PR #3003, opened 2023-01-23
Improve err msgs output from backend

christoph-zededa:


pkg/pillar/zedcloud/send.go
```diff
@@ -786,15 +786,9 @@ func SendOnIntf(workContext context.Context, ctx *ZedCloudContext, destURL strin
...
+			errStr := fmt.Sprintf("SendOnIntf to %s reqlen %d statuscode %d %s body: %s",
 				reqUrl, reqlen, resp.StatusCode,
-				http.StatusText(resp.StatusCode))
-			// zedrouter probing sends 'http' to zedcloud server, expect to get status of 404, not an error
-			if resp.StatusCode != http.StatusNotFound || ctx.AgentName != "zedrouter" {
-				log.Errorln(errStr)
-				log.Errorf("Got payload for status %s: %s",
-					http.StatusText(resp.StatusCode), contents)
-			}
+				http.StatusText(resp.StatusCode), utils.HexStrings(contents, 256))
```
milan-zededa, line 791: If the problematic unprintable character is line feed or some other white space, you can just do `strings.TrimSpace(contents)`.

pkg/pillar/zedcloud/send.go
```diff
@@ -786,15 +786,9 @@ func SendOnIntf(workContext context.Context, ctx *ZedCloudContext, destURL strin
...
 			return resp, contents, senderStatus, nil
 		default:
-			errStr := fmt.Sprintf("SendOnIntf to %s reqlen %d statuscode %d %s",
+			errStr := fmt.Sprintf("SendOnIntf to %s reqlen %d statuscode %d %s body: %s",
 				reqUrl, reqlen, resp.StatusCode,
-				http.StatusText(resp.StatusCode))
-			// zedrouter probing sends 'http' to zedcloud server, expect to get status of 404, not an error
-			if resp.StatusCode != http.StatusNotFound || ctx.AgentName != "zedrouter" {
-				log.Errorln(errStr)
-				log.Errorf("Got payload for status %s: %s",
```
milan-zededa, line 795: We should keep here `log.Error` call for `errStr` (unless it is logged later from somewhere else but I wouldn't rely on it). We want to have this error included both in the logs and in the console output.

eriknordmark (approved):
LGTM.

rouming (commented):
Just curious, why not to use the https://pkg.go.dev/encoding/hex#Dump (which you've mentioned) out of the box?

christoph-zededa:
> Just curious, why not to use the https://pkg.go.dev/encoding/hex#Dump (which you've mentioned) out of the box?

I tried to minimize the output - I fear that it would output so much that the device gets slow.

rouming:
> > Just curious, why not to use the https://pkg.go.dev/encoding/hex#Dump (which you've mentioned) out of the box?
> 
> I tried to minimize the output - I fear that it would output so much that the device gets slow.

Fear not. Output in standard `hexdump -C` is always better and there is no significant overhead.

Also may I ask you to add an explicit comment for a commit message and PR itself. What motivates you to make a change, what change does, etc. Thanks

rouming:
Please add at least one more line into the commit comment body :) Just copy-paste what Dion asks in the original ticket. Explaining why we need that change. Other than that looks good to me. Thanks.

mikem-zed:
> > > Just curious, why not to use the https://pkg.go.dev/encoding/hex#Dump (which you've mentioned) out of the box?
> > 
> > 
> > I tried to minimize the output - I fear that it would output so much that the device gets slow.
> 
> Fear not. Output in standard `hexdump -C` is always better and there is no significant overhead.
> 
> Also may I ask you to add an explicit comment for a commit message and PR itself. What motivates you to make a change, what change does, etc. Thanks

if we want to minimize the traffic between EVE and cloud with I would prefer Christoph's original imlementation

pkg/pillar/zedcloud/send.go
christoph-zededa: Fixed now

pkg/pillar/zedcloud/send.go
christoph-zededa: I left it in there now.

PR #3006, opened 2023-01-24
update dockerfile-add-scanner dependencies

deitch:
Updates the version dependencies for `tools/dockerfile-add-scanner`. Also eliminates some delicate dependency management in `go.mod`.

cc @eriknordmark


eriknordmark (approved):
LGTM

PR #3012, opened 2023-01-30
explicitly restore cache and fail on miss for actions

deitch:
This affects only GitHub actions, and only during the build phase.

We use the GitHub `actions/cache` to save packages in the linuxkit cache when building, and then restore them at later stage. We depend on that cache hit to restore the packages, and constructed a convoluted next step to force a failure of the job if we get a cache miss.

As of GitHub `actions/cache` v3.2.4 (just released), there is an option to fail on cache miss. 

This PR does two things:

1. Replace our extra step of "check for cache miss in previous step and force job failure if missed" with the single option to `actions/cache`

————

▶ _WHAT TO WORK ON_: Please be sure to repeat every entry exactly.

▶ _REPLY_:
PR #3003, opened 2023-01-23
Improve err msgs output from backend

christoph-zededa:


pkg/pillar/zedcloud/send.go
```diff
@@ -786,15 +786,9 @@ func SendOnIntf(workContext context.Context, ctx *ZedCloudContext, destURL strin
...
+			errStr := fmt.Sprintf("SendOnIntf to %s reqlen %d statuscode %d %s body: %s",
 				reqUrl, reqlen, resp.StatusCode,
-				http.StatusText(resp.StatusCode))
-			// zedrouter probing sends 'http' to zedcloud server, expect to get status of 404, not an error
-			if resp.StatusCode != http.StatusNotFound || ctx.AgentName != "zedrouter" {
-				log.Errorln(errStr)
-				log.Errorf("Got payload for status %s: %s",
-					http.StatusText(resp.StatusCode), contents)
-			}
+				http.StatusText(resp.StatusCode), utils.HexStrings(contents, 256))
```
milan-zededa, line 791: If the problematic unprintable character is line feed or some other white space, you can just do `strings.TrimSpace(contents)`.

pkg/pillar/zedcloud/send.go
```diff
@@ -786,15 +786,9 @@ func SendOnIntf(workContext context.Context, ctx *ZedCloudContext, destURL strin
...
 			return resp, contents, senderStatus, nil
 		default:
-			errStr := fmt.Sprintf("SendOnIntf to %s reqlen %d statuscode %d %s",
+			errStr := fmt.Sprintf("SendOnIntf to %s reqlen %d statuscode %d %s body: %s",
 				reqUrl, reqlen, resp.StatusCode,
-				http.StatusText(resp.StatusCode))
-			// zedrouter probing sends 'http' to zedcloud server, expect to get status of 404, not an error
-			if resp.StatusCode != http.StatusNotFound || ctx.AgentName != "zedrouter" {
-				log.Errorln(errStr)
-				log.Errorf("Got payload for status %s: %s",
```
milan-zededa, line 795: We should keep here `log.Error` call for `errStr` (unless it is logged later from somewhere else but I wouldn't rely on it). We want to have this error included both in the logs and in the console output.

eriknordmark (approved):
LGTM.

rouming (commented):
Just curious, why not to use the https://pkg.go.dev/encoding/hex#Dump (which you've mentioned) out of the box?

christoph-zededa:
> Just curious, why not to use the https://pkg.go.dev/encoding/hex#Dump (which you've mentioned) out of the box?

I tried to minimize the output - I fear that it would output so much that the device gets slow.

rouming:
> > Just curious, why not to use the https://pkg.go.dev/encoding/hex#Dump (which you've mentioned) out of the box?
> 
> I tried to minimize the output - I fear that it would output so much that the device gets slow.

Fear not. Output in standard `hexdump -C` is always better and there is no significant overhead.

Also may I ask you to add an explicit comment for a commit message and PR itself. What motivates you to make a change, what change does, etc. Thanks

rouming:
Please add at least one more line into the commit comment body :) Just copy-paste what Dion asks in the original ticket. Explaining why we need that change. Other than that looks good to me. Thanks.

mikem-zed:
> > > Just curious, why not to use the https://pkg.go.dev/encoding/hex#Dump (which you've mentioned) out of the box?
> > 
> > 
> > I tried to minimize the output - I fear that it would output so much that the device gets slow.
> 
> Fear not. Output in standard `hexdump -C` is always better and there is no significant overhead.
> 
> Also may I ask you to add an explicit comment for a commit message and PR itself. What motivates you to make a change, what change does, etc. Thanks

if we want to minimize the traffic between EVE and cloud with I would prefer Christoph's original imlementation

pkg/pillar/zedcloud/send.go
christoph-zededa: Fixed now

pkg/pillar/zedcloud/send.go
christoph-zededa: I left it in there now.

PR #3006, opened 2023-01-24
update dockerfile-add-scanner dependencies

deitch:
Updates the version dependencies for `tools/dockerfile-add-scanner`. Also eliminates some delicate dependency management in `go.mod`.

cc @eriknordmark


eriknordmark (approved):
LGTM

PR #3012, opened 2023-01-30
explicitly restore cache and fail on miss for actions

deitch:
This affects only GitHub actions, and only during the build phase.

We use the GitHub `actions/cache` to save packages in the linuxkit cache when building, and then restore them at later stage. We depend on that cache hit to restore the packages, and constructed a convoluted next step to force a failure of the job if we get a cache miss.

As of GitHub `actions/cache` v3.2.4 (just released), there is an option to fail on cache miss. 

This PR does two things:

1. Replace our extra step of "check for cache miss in previous step and force job failure if missed" with the single option to `actions/cache`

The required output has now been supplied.